Lalu ada industri penjualan tidur yang sedang berkembang – kasur, bantal, aplikasi tidur, dan banyak lagi. Perusahaan seperti Amerisleep mengirimkan siaran pers yang menyatakan bahwa “meningkatnya kematian kaum muda” dapat disebabkan oleh kurang tidur, sehingga menghubungkan produk mereka dengan dampak kesehatan yang serius.

Kasus Penasaran Penelitian Tidur

Penelitian tentang tidur itu sendiri belum tentu cacat. Studi menunjukkan bahwa tidur meningkatkan kemampuan pemecahan masalah dan konsolidasi memori. Selama tidur, otak memproses ingatan dan membentuk koneksi baru, terkadang menghasilkan wawasan baru dengan menggabungkan ide-ide berbeda.

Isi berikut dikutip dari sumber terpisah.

Issue #9402, opened 2022-12-19
Profiler: Handle Rows for Datalake Profiling


ayush-shah:
Handle the rows input by user and profile that amount of rows

Issue #9400, opened 2022-12-19
Rows - Randomize output


ayush-shah:
Add logic when ROWS to randomize the output.

harshach:
@ayush-shah can you add more details

ayush-shah:
Profiler when profiles based on the given rows limit..

adding a randomization logic to fetch new random data from the source should give us a better profiling

PR #9595, opened 2023-01-04
Profile sample rows + Randomization of chunks for datalake

ayush-shah:
### Describe your changes :

fixes https://github.com/open-metadata/OpenMetadata/issues/9648
fixes https://github.com/open-metadata/OpenMetadata/issues/9402
fixes https://github.com/open-metadata/OpenMetadata/issues/9400

#
### Type of change :

- [x] Bug fix
- [x] Improvement
- [x] New feature
- [ ] Documentation

#
</p>

#
### Checklist:

#


NiharDoshi99 (dismissed):

ingestion/src/metadata/orm_profiler/profiler/sampler.py
```diff
@@ -68,7 +69,9 @@ def get_sample_query(self) -> Query:
                 .cte(f"{self.table.__tablename__}_rnd")
             )
         return (
-            self.session.query(self.table)
+            self.session.query(
+                self.table, ModuloFn(RandomNumFn(), 100).label(RANDOM_LABEL)
+            )
```
TeddyCr, line 74: Are you able to give more details as to what this is solving?

ingestion/src/metadata/orm_profiler/profiler/sampler.py
```diff
@@ -118,10 +121,17 @@ def fetch_sqa_sample_data(self) -> TableData:
             .limit(self.sample_limit)
             .all()
         )
+        rows = [list(row) for row in sqa_sample]
+        for col_index, col in enumerate(sqa_columns):
+            if type(col.type) in [sqltypes.LargeBinary, sqltypes.BINARY]:
+                rows = [
+                    [f"{r}" if index == col_index else r for index, r in enumerate(row)]
+                    for row in rows
+                ]
```
TeddyCr, line 130: Instead of modifying this at runtime by iterating over the data, we should probably create a custom type and handle the conversion of the data type there -- see [here](https://github.com/open-metadata/OpenMetadata/blob/main/ingestion/src/metadata/orm_profiler/orm/types/bytea_to_string.py) for an example

ingestion/src/metadata/utils/helpers.py
```diff
@@ -29,6 +30,10 @@
 logger = utils_logger()
 
 
+def random_int(min_val=0, max_val=999):
```
TeddyCr, line 33: I am not sure it is a good idea to have default value. Picking 0 and 999 is arbitrary to me and it makes code less readable (as there is no real logic).

TeddyCr (changes requested):
I added a few comments and 1 question. Thanks for doing this.

ingestion/src/metadata/utils/helpers.py
ayush-shah: reverted the above change, thanks

ayush-shah:
@TeddyCr resolved the comments. Thanks

ingestion/src/metadata/orm_profiler/orm/converter.py
```diff
@@ -52,7 +52,7 @@
     DataType.CHAR: sqlalchemy.CHAR,
     DataType.VARCHAR: sqlalchemy.VARCHAR,
     DataType.BOOLEAN: sqlalchemy.BOOLEAN,
-    DataType.BINARY: sqlalchemy.LargeBinary,
+    DataType.BINARY: CustomTypes.BINARY.value,
```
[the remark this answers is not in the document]
ayush-shah: So the row has largebinary data 
and python interprets it as bytes
under Bigquery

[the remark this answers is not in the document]
ayush-shah: it's binary and largebinary datatype, from bytes_table in bigquery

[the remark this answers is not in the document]
TeddyCr: The bytes table has bytes. If it get the binary type in OM then the problem lies in the mapping. 

Screenshot 2023-01-11 at 3 37 40 PM

ingestion/src/metadata/orm_profiler/profiler/sampler.py
```diff
@@ -67,8 +67,13 @@ def get_sample_query(self) -> Query:
...
                 .cte(f"{self.table.__tablename__}_rnd")
             )
+        table_query = self.session.query(self.table)
         return (
-            self.session.query(self.table)
+            self.session.query(
+                self.table,
+                (ModuloFn(RandomNumFn(), table_query.count())).label(RANDOM_LABEL),
+            )
+            .order_by(RANDOM_LABEL)
```
TeddyCr, line 76: How would that work for row sampling?

ayush-shah: self.session.query(
                self.table,
                (ModuloFn(RandomNumFn(), table_query.count())).label(RANDOM_LABEL),
            )
            .order_by(RANDOM_LABEL)

this will help with random row sampling, 
everytime random number is generated for rows,
it get’s ordered by RANDOM_LABEL col that was generated.

it will be something like:

        row1, 4
        row2, 1
        row3, 2
        row4, 3

if we add profile sample as 3
it gets ordered like this:

        row2, 1
        row3, 2
        row4, 3
        row1, 4

then we apply limit i.e. 3

        row2,1
        row3,2
        row4,3

and post that,
we have rnd.c.random <= 3
sampled = session_query.where(rnd.c.random <= self.profile_sample).cte(
            f"{self.table.__tablename__}_sample"
        )
the sampled cte gets created with the above 3 rows for profile sampling

TeddyCr: Wouldn't it change the behavior of the sampling by percent though? Sorry if I am missing something here.

ayush-shah: Sampling with percentage is taken care of from Line 59 - 69

ingestion/src/metadata/orm_profiler/orm/converter.py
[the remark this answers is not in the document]
ayush-shah: bytes from bigquery are currently being mapped to
"BYTES": sqlalchemy.types.BINARY,
and from our source code,
 we interpret the binary as large binary
DataType.BINARY: sqlalchemy.LargeBinary,

ingestion/src/metadata/ingestion/source/database/bigquery/metadata.py
```diff
@@ -55,13 +57,29 @@
 from metadata.ingestion.source.connections import get_connection
 from metadata.ingestion.source.database.column_type_parser import create_sqlalchemy_type
 from metadata.ingestion.source.database.common_db_source import CommonDbSourceService
+from metadata.orm_profiler.orm.registry import CustomTypes
 from metadata.utils import fqn
 from metadata.utils.filters import filter_by_database
 from metadata.utils.logger import ingestion_logger
 
+
+class Bytes(_Binary, TypeEngine):
```
ayush-shah, line 66: _Binary as super class was needed here in order to as bigquery sqlalchemy treats bytes as largebinary and _Binary is part of the largebinary..

TeddyCr: @ayush-shah what I meant here is in `converter.py` we need to change the `DataType.BINARY` to `CustomTypes.BYTES.value`.

ayush-shah: that didn't work as expected..

TeddyCr: I just tested it on my end and it worked

ayush-shah: so the above change will take care of the data type issue where
Bigquery shows Bytes datatype, but it used to change it to binary on bigquery sqlalchemy during metadata ingestion in OM.
so I overrided it to create a new Data Type just for bigquery which will only change the return type here..

TeddyCr: with this approach we'll have the same issue with all the DB that are mapping bytes to binary (if that makes sense).

ayush-shah: got it, I will modify it as per above, but the column's data type will revert to binary ( which is bytes on bigquery ), 

I was thinking, it might affect other sources with datatype as binary, `DataType.BINARY: CustomTypes.BYTES.value` will affect other DBs with binary type, all the binary data types will have to go through the hextobyte conversion..

TeddyCr: that should be ok. we can tests with other databases that have a binary type

TeddyCr (approved):
LGTM

ayush-shah:
Merging as the failing checks are not related to this PR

Hal ini menjelaskan mengapa kita sering mendengar nasihat untuk “tidur” ketika mengambil keputusan penting. Korteks prefrontal, yang berfungsi sebagai pengkritik bagian dalam otak kita, kurang aktif selama tidur, sehingga memungkinkan kita untuk berpikir lebih kreatif.

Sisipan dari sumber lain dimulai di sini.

PR #9613, opened 2023-01-04
Fix #6829: Improve usage filtering

### LINKED ISSUE #6829: Validate if we are using filterPatterns in usage/lineage
If not, we can add them if it makes sense or directly remove those

ulixius9:
### Describe your changes :

Fix #6829: Improve usage filtering

#
### Type of change :

- [x] Improvement

#
### Checklist:

#
### Reviewers

@open-metadata/ingestion

### DIFF
--- a/ingestion/src/metadata/ingestion/source/database/clickhouse/query_parser.py
+++ b/ingestion/src/metadata/ingestion/source/database/clickhouse/query_parser.py
@@ -15,7 +15,9 @@ Clickhouse usage module
 import ast
 from abc import ABC
 from datetime import datetime
+from typing import List
 
+from metadata.generated.schema.entity.data.database import Database
 from metadata.generated.schema.entity.services.connections.database.clickhouseConnection import (
     ClickhouseConnection,
 )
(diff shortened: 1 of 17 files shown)


ingestion/src/metadata/ingestion/source/database/redshift/queries.py
```diff
@@ -22,7 +22,6 @@
     SELECT *
       FROM pg_catalog.stl_query
      WHERE userid > 1
-          {filters}
```
pmbrull, line 25: if we remove the filter from here, could it increase the data fetched on the CTE? Now I'm not sure if we could push down the filters by adding them as soon as possible

ingestion/src/metadata/ingestion/source/database/query_parser_source.py
```diff
@@ -58,8 +61,31 @@ def __init__(self, config: WorkflowSource, metadata_config: OpenMetadataConnecti
 
     def prepare(self):
         """
-        By default, there's nothing to prepare
+        Fetch queries only from DB that is ingested in OM
```
pmbrull, line 64: nice one, thank you

ingestion/src/metadata/ingestion/source/database/query_parser_source.py
```diff
@@ -58,8 +61,31 @@ def __init__(self, config: WorkflowSource, metadata_config: OpenMetadataConnecti
...
+        if self.database_field and database_name_list:
+            self.filters += (  # pylint: disable=no-member
+                f" AND {self.database_field} IN ('"
+                + "','".join(database_name_list)
+                + "')"
+            )
+
+        if self.schema_field and schema_name_list:
+            self.filters += (  # pylint: disable=no-member
+                f" AND {self.schema_field} IN ('" + "','".join(schema_name_list) + "')"
```
ulixius9, line 87: In this approach, we are fetching all the database schema and database names  and creating a filter, that will be applied while fetching query history logs!

ingestion/src/metadata/ingestion/source/database/clickhouse/query_parser.py
```diff
@@ -62,6 +64,29 @@ def get_sql_statement(self, start_time: datetime, end_time: datetime) -> str:
...
+            if self.schema_field and database.databaseSchemas:
+                for schema in database.databaseSchemas.__root__:
+                    schema_name_list.append(schema.name)
+
+        if self.schema_field and schema_name_list:
+            self.filters += (  # pylint: disable=no-member
+                f" AND hasAny({self.schema_field}, ['"
+                + "','".join(schema_name_list)
+                + "'])"
+            )
```
ulixius9, line 92: clickhouse has this special approch where it return the array of databases instead of single database, hence handled this seperately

Namun pemasaran penelitian tidur menimbulkan pertanyaan: Apakah sains tersebut masuk akal, atau hanya digunakan sebagai alat pemasaran? Dan apa yang dikatakan hal ini mengenai hubungan masyarakat kita dengan sains?

Kesimpulan

Makalah YOLOv3 menawarkan pelajaran berharga tentang kerendahan hati ilmiah. Terkadang, kontribusi yang paling signifikan bukanlah penemuan itu sendiri, namun pengakuan jujur ​​atas apa yang telah dicapai – dan apa yang belum dicapai.

Saat kita menavigasi hubungan yang semakin kompleks dengan informasi ilmiah, sebaiknya kita ingat bahwa wawasan yang paling berharga sering kali datang dari tempat yang tidak terduga – seperti makalah yang tidak mau melebih-lebihkan kontribusinya yang sederhana.